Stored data
PR #16288, opened 2017-11-06
Add python-couchdb for additional ubuntu distros.

achim-k:
See also <https://packages.ubuntu.com/search?keywords=python-couchdb>

Could be simplified to 
```yaml
ubuntu: [python-couchdb]
```
?

PR #16312, opened 2017-11-08
add pyxhook and sphinxcontrib-bibtex for osx as well

mikaelarguedas:
follow-up of #16288 and #16305

### DIFF
--- a/rosdep/python.yaml
+++ b/rosdep/python.yaml
@@ -2483,6 +2483,9 @@ python-pyxhook-pip:
   fedora:
     pip:
       packages: [pyxhook]
+  osx:
+    pip:
+      packages: [pyxhook]
   ubuntu:
     pip:
       packages: [pyxhook]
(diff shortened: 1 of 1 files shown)


wjwwood (approved):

## TASK INSTRUCTIONS
For each line in the data that holds "opened", add one to a count, then report that count alone.

## EXERCISE RESULT
2